Doc Searls is recommending a "new" kind of IT conference:

So I'm thinking about what a DIY-IT event might be like. This much I'm sure of: It wouldn't be vendor-centric or vendor-oriented. It would be mostly about what IT shops are doing on their own, with or without the help of vendors. But what else? Let's see...

Here's a short list:


    A collegial setting — not necessarily a hotel, but certainly convenient to inexpensive and comfortable accomodations. A university, perhaps?

    Sessions and panels that are based around subjects more than around personalities. In other words, foster conversation among colleagues, not the usual lecturing to an "audience."

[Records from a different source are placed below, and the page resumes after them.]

PR #1397, opened 2020-11-30
John conroy/proxy http version for gzip

john-conroy:
Gzip should work once this change is made to the real nginx configuration for deployment. 

`gzip_http_version` sets the minimum HTTP version of a request required to compress a response to 1.1 by default. `proxy_http_version` defaults to 1.0 so by upgrading the version, the portal-ui will serve gzipped files when possible. Alternatively we could set `gzip_http_version` to 1.0.

### DIFF
--- a/compose/nginx.conf
+++ b/compose/nginx.conf
@@ -8,6 +8,7 @@ http {
             proxy_pass        http://portal-ui;
             proxy_set_header  Host $http_host;
             proxy_set_header  X-Forwarded-Proto $scheme;
+            proxy_http_version  1.1;
 
             # If proxy_set_header is missing,
             # the redirect url passed to Globus will use "portal-ui" instead.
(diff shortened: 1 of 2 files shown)


compose/nginx.conf
```diff
@@ -8,6 +8,7 @@ http {
             proxy_pass        http://portal-ui;
             proxy_set_header  Host $http_host;
             proxy_set_header  X-Forwarded-Proto $scheme;
+            proxy_http_version  1.1;
```
mccalluc, line 11: Can you move this below the comment for `proxy_set_header`, and add another comment? Something like:
```
gzip_http_version sets the minimum HTTP version of a request required to compress a response to 1.1 by default.
proxy_http_version needs to be >= that, but is 1.0 by default.
```

mccalluc (commented):
Add a comment in the config for our future-selves and merge. In your court to work this out with Zhou, I think, but let me know if I can be useful? Thanks for figuring this out!

john-conroy:
Waiting to merge until the parallel change is merged into the gateway repo.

    Hacking would be involved. Techies would get together with other techies to solve common problems. I've seen these at JabberCon (whatever happened to that event?) and ApacheCon, among other places, and think they're useful in countless ways.

    The quality of a retreat, rather than yet another Professional Event.

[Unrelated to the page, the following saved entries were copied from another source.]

PR #1400, opened 2020-12-01
John conroy/remove dev server from ci

### LINKED ISSUE #1387: 1000s of chokidar errors on Github CI?
Like this, though the details vary:
```
Error from chokidar (/home/runner/work/portal-ui/portal-ui/context/node_modules/@material-ui/icons):
Error: ENOSPC: System limit for number of file watchers reached, watch 
'/home/runner/work/portal-ui/portal-ui/context/node_modules/@material-ui/icons/package.json'
```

While I haven't been to one lately (not since 1992, in fact), USENIX used to be a lot like what Doc describes, especially the BOFs, and except for the hotel part. (Gotta stay somewhere.) Hotel management can be rapacious, (I know for a fact that USENIX will never return to Nashville after what happened there), but asking a university to play host to several hundred new folks seems questionable.

I dunno, maybe DEFCON, but even thats in a hotel. Or perhaps better, the Geek Cruises, but this probably violates the Cluetrain-conversation/sharing part above.

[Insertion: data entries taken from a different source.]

PR #1419, opened 2020-12-14
Mount /var/log

mccalluc:
@yuanzhou : I think you'll need to create the directory for the mount. Maybe you have some convention about how these should be arranged?

### DIFF
--- a/compose/hubmap.yml
+++ b/compose/hubmap.yml
@@ -7,9 +7,11 @@ services:
     container_name: portal-ui
     image: hubmap/portal-ui:latest
 
-    # Mount the app config in container to keep it outside the image.
     volumes:
+      # Mount the app config in container to keep it outside the container.
       - "../context/instance/app.conf:/app/instance/app.conf"
+      # Mount the logs so they are visible outside the container.
+      - "/var/log/portal-ui/:/var/log/"
 
     # Avoid accidentally creating zombie processes
     init: true
--- a/compose/hubmap.yml
+++ b/compose/hubmap.yml
@@ -11,7 +11,7 @@ services:
       # Mount the app config in container to keep it outside the container.
       - "../context/instance/app.conf:/app/instance/app.conf"
       # Mount the logs so they are visible outside the container.
-      - "/var/log/portal-ui/:/var/log/"
+      - "../log/:/var/log/portal-ui/"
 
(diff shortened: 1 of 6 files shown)


compose/hubmap.yml
```diff
@@ -7,9 +7,11 @@ services:
     container_name: portal-ui
     image: hubmap/portal-ui:latest
 
-    # Mount the app config in container to keep it outside the image.
     volumes:
+      # Mount the app config in container to keep it outside the container.
       - "../context/instance/app.conf:/app/instance/app.conf"
+      # Mount the logs so they are visible outside the container.
+      - "/var/log/portal-ui/:/var/log/"
```
mccalluc, line 14:
```suggestion
      - "/home/centos/hubmap/portal-ui/log/:/var/log/"
```
@yuanzhou 
> if you just mount (using the relative path) the nginx logging (access log and error log) to a sub-directory under portal-ui project root directory, that should work well across all deployment environments.

Is this what you'd prefer? I think this is really deployment configuration, and you can take the lead.

yuanzhou:
@mccalluc I made some additional tweaks on top of your changes. But this won't work because by default, the nginx image used in portal-ui is configured to send nginx access log and error log to the Docker log collector. This is done by linking them to stdout and stderr. So just mounting won't work. Based on my tweaks: https://github.com/hubmapconsortium/portal-ui/pull/1419/commits/fcc77246a7bc4bc76e53fdcf559202d58713389e can you modify the nginx conf file used by portal-ui to save the access log and error log files to `/var/log/portal-ui/`? Rather than using the default: 
`access_log  /var/log/nginx/access.log` and `error_log  /var/log/nginx/error.log`.

mccalluc:
@yuanzhou : I am somewhat concerned that this is heading in the wrong direction. Writing to stdout is the standard way for Docker containers to log, and I'm sorry I didn't realize IEC wasn't working within the standard earlier. As it stands, I've removed the symlinks from the nginx logs... But Python logs are still going to stdout.

mccalluc:
This is the wrong direction. We shouldn't fight against the standard ways of working with logs in docker: Inside the containers, logs go to STDOUT; Outside, it's is accessible with `docker logs`... If you really need to know the file, `docker inspect --format='{{.LogPath}}' portal-ui`.

PR #1421, opened 2020-12-15
double uwsgi buffer

### LINKED ISSUE #1420: 502s
In the docker logs we see this set of three lines repeated, with small variations:

Error from uwsgi:
```
invalid request block size: 4143 (max 4096)...skip
```

Internal error from nginx:
```
recv() failed (104: Connection reset by peer) while reading response header from upstream, 
client: 172.18.0.6, server: , request: \"GET /favicon.ico HTTP/1.1\", 
upstream: \"uwsgi://unix:///tmp/uwsgi.sock:\", 
host: \"portal.hubmapconsortium.org\", 
referrer: \"https://portal.hubmapconsortium.org/search?entity_type[0]=Donor\"\n"
``` 

Error response from nginx:
```
"GET /favicon.ico HTTP/1.1" 502 560
```

mccalluc:
Fix #1420... hopefully. Could make the buffer even larger. Could try to understand why the requests are large, too.

### DIFF
--- a/CHANGELOG-uwsgi-buffer.md
+++ b/CHANGELOG-uwsgi-buffer.md
@@ -1,0 +1,1 @@
+- Double UWSGI buffer size.
--- a/context/uwsgi.ini
+++ b/context/uwsgi.ini
@@ -1,3 +1,6 @@
 [uwsgi]
 module = app.main
 callable = app
+
+# Twice default:
+buffer-size = 8192


john-conroy (approved):
So this sets the max size for the request headers, correct?

mccalluc:
@john-conroy : Not from the outside world, but on the internal requests to uwsgi... which is not http? So I'm not sure what's in those headers, or why it's more than 4K... but I also think the 4K default is pretty arbitrary. We ask them to look at the production logs after this is deployed to confirm.

Another possible follow-up is to figure out how to log those headers for debugging.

The part that bothers me about what Doc proposes is that it seems to view vendors as evil. Potentially necessary, but lets route around that. The thing is, someone put together the machines, racks, Ethernet switches, NIC cards, disks, tape drives, power strips, etc. Without vendors, it would be pretty difficult to have any kind of IT.

Now, I'm not all that fond of packaged solutions. In my view they're often more precipitate thant solution. I build most of my own software (Hey, I can make that claim, I run Gentoo on most of the computers, and due to the nature of the vendor that I am, I even build the software that runs on most of my devices), but I will run closed software (I'm typing this on a PowerBook.) In fact, I like the PowerBook mostly because of its packaging.

Back when I was CTO @ Wayport, we wrote our own billing system (ran on linux), our own captive portal (ran on linux), ran our own routers (ran on linux, and were named NMDs for entirely arcane reasons). We even produced our own Ethernet switches.

Even with all that, there was a time when the CEO wouldn't allow us to say "linux" in front of a customer. Funny thing is, this same CEO had an absolute shit-fit when I tried to introduce him to Cluetrain. Brett thought I was using it to take-over the company. (I'm not kidding, and no, I wasn't trying.)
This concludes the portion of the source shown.